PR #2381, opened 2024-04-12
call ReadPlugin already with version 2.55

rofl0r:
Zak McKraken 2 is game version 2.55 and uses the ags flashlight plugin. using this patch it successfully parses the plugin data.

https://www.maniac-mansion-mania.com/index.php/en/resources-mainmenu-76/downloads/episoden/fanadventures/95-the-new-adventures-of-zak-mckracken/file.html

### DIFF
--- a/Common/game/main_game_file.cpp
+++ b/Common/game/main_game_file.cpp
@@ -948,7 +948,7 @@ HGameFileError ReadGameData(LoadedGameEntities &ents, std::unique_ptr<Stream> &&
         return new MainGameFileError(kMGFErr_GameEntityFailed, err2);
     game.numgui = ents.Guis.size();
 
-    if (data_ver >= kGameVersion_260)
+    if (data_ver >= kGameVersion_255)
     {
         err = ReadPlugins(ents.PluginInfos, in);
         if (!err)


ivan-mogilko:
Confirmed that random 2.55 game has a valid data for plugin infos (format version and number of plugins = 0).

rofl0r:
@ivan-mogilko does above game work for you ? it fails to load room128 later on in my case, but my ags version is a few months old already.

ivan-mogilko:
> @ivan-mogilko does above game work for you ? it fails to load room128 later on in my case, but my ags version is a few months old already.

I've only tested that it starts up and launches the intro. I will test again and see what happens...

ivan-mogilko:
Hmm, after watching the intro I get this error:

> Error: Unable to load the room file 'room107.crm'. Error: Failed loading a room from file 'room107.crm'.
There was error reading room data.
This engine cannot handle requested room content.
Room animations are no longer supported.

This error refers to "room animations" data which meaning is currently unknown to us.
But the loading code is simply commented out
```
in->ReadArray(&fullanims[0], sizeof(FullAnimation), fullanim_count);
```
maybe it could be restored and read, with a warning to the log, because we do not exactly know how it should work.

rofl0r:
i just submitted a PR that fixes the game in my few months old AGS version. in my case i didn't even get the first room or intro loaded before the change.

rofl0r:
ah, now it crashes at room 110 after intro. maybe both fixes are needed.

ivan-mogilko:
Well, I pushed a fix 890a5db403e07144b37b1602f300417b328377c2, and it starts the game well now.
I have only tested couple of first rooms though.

_ _ _

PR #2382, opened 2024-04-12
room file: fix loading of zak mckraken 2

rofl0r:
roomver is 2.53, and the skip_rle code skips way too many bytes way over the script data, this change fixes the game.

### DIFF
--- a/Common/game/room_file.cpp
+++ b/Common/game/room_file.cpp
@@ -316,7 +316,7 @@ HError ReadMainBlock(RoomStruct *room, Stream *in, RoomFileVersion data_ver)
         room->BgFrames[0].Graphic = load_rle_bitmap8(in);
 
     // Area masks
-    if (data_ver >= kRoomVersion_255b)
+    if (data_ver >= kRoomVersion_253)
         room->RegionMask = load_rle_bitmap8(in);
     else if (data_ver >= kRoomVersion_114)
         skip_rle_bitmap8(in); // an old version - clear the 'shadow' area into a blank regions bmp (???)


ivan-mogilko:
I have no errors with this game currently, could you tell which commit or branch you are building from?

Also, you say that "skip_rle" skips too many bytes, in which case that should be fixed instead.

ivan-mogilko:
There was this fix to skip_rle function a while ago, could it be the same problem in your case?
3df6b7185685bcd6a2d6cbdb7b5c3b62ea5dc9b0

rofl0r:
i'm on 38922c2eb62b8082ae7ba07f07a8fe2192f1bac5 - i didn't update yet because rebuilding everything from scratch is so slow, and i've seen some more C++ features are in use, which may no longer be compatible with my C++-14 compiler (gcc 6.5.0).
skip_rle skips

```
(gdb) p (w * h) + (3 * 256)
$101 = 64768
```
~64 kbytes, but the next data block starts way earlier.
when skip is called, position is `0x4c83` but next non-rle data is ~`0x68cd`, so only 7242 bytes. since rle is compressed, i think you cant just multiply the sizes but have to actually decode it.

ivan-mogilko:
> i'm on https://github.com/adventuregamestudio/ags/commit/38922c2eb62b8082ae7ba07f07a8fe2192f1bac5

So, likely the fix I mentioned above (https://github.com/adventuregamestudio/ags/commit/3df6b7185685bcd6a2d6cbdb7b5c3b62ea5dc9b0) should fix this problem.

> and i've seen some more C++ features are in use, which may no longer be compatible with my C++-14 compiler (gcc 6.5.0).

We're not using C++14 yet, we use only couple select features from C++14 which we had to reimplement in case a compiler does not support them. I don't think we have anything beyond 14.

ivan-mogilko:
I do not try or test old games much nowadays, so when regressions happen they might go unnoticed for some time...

_ _ _

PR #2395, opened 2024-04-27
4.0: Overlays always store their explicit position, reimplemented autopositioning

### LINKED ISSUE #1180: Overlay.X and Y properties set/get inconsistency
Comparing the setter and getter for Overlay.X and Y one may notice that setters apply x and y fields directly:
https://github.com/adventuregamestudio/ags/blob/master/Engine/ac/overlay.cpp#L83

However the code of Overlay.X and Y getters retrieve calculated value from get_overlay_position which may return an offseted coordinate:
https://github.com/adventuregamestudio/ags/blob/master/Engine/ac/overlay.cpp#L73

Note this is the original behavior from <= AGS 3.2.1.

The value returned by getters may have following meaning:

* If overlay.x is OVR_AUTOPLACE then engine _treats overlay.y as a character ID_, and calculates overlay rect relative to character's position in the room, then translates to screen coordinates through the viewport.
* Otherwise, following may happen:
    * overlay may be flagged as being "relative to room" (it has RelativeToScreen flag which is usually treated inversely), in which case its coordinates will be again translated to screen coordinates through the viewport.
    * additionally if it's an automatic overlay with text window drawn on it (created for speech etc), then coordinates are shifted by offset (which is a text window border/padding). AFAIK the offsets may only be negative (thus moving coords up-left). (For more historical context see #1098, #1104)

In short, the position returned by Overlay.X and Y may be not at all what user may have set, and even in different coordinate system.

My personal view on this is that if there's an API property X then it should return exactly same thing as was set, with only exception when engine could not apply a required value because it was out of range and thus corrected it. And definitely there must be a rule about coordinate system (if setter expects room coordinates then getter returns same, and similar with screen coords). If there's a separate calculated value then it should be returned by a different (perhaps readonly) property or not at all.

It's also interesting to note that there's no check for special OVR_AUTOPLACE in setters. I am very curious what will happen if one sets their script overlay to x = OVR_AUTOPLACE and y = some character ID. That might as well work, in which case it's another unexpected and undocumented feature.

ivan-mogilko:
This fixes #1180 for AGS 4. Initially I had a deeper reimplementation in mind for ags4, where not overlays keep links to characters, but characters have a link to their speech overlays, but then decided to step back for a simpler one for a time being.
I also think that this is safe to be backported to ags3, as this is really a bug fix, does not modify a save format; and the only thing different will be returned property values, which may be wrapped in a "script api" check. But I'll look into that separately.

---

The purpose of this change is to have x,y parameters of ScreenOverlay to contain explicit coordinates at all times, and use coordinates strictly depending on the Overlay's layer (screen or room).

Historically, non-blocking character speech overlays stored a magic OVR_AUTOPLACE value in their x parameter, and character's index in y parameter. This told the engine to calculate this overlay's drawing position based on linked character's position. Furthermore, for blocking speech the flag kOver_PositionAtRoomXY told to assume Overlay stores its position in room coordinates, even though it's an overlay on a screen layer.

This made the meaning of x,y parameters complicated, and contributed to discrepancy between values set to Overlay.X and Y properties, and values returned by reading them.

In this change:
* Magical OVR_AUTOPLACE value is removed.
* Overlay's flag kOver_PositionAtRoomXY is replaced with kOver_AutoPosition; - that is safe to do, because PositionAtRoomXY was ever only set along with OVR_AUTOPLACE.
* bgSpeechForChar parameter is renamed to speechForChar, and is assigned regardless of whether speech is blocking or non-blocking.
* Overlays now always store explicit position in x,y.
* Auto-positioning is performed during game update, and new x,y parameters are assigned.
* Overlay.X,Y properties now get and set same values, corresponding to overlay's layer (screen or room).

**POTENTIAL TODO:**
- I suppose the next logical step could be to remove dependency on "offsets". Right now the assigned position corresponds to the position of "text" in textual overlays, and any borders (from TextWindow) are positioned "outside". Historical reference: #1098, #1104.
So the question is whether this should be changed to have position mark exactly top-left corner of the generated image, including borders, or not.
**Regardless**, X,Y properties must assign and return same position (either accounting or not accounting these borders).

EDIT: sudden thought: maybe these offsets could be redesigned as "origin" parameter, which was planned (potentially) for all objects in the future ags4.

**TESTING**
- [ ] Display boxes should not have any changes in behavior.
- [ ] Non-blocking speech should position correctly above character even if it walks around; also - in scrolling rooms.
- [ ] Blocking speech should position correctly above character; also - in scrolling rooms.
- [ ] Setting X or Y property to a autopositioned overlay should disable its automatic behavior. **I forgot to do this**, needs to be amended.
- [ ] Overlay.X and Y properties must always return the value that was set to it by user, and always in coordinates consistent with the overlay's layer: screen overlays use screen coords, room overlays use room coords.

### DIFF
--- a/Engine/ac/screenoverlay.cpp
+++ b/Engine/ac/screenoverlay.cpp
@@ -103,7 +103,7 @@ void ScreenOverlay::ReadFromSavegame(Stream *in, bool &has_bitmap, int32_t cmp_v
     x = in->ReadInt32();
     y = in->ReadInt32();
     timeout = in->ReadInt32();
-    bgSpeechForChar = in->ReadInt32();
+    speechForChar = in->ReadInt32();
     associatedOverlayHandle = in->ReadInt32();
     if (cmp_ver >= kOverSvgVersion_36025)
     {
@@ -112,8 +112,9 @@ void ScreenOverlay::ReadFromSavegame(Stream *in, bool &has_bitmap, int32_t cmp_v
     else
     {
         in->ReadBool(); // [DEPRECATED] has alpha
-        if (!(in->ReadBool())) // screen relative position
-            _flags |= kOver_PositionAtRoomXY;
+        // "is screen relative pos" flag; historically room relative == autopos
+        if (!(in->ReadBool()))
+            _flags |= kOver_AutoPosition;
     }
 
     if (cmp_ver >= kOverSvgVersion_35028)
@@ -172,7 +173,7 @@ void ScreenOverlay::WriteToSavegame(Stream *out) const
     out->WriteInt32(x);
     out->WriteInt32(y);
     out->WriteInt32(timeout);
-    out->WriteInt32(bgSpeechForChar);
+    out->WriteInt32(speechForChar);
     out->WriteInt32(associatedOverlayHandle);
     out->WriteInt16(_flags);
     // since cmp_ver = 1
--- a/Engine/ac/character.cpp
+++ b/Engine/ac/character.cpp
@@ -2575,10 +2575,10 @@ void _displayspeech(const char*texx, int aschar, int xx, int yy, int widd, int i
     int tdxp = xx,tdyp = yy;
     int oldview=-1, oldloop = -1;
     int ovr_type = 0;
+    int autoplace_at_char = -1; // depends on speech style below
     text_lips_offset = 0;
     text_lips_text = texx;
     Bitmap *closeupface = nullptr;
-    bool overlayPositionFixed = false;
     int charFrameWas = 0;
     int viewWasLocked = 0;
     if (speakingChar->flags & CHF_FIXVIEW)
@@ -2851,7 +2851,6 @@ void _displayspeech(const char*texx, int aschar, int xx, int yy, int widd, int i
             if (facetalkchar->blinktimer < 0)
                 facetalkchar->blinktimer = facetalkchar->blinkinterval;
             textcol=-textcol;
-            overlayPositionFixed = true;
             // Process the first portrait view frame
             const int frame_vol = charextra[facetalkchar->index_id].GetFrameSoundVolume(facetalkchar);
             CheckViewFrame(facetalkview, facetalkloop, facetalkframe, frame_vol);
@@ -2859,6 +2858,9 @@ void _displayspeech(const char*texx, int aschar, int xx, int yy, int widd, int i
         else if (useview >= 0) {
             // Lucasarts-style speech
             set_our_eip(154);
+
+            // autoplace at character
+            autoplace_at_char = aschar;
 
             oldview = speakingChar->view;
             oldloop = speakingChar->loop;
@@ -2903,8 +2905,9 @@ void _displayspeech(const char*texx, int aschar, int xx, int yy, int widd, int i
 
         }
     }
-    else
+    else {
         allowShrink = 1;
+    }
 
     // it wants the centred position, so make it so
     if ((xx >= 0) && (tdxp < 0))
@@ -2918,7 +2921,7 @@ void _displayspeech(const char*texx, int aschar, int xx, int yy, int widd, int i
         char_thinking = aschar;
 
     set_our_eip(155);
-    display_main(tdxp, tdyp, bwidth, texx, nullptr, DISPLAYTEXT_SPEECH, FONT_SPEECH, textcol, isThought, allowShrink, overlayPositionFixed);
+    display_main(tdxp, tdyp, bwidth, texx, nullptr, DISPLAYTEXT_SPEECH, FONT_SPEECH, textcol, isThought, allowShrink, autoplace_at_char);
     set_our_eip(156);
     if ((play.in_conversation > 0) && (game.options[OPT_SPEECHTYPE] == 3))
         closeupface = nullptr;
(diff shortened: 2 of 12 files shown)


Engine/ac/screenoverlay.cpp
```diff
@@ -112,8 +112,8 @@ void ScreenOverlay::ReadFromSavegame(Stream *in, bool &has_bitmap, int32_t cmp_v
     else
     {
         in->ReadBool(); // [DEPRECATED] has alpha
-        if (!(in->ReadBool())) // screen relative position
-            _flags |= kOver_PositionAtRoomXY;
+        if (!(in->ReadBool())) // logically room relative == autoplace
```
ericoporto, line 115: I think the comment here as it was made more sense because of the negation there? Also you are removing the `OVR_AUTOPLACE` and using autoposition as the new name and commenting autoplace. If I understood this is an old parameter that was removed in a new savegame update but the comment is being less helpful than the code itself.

_ _ _

There is a run of lines above from the one with "if ((xx >= 0) && (tdxp < 0))" to the one with "set_our_eip(155);"; print exactly that run, both ends included, and nothing else.

### WRITTEN ANSWER
     if ((xx >= 0) && (tdxp < 0))
@@ -2918,7 +2921,7 @@ void _displayspeech(const char*texx, int aschar, int xx, int yy, int widd, int i
         char_thinking = aschar;
 
     set_our_eip(155);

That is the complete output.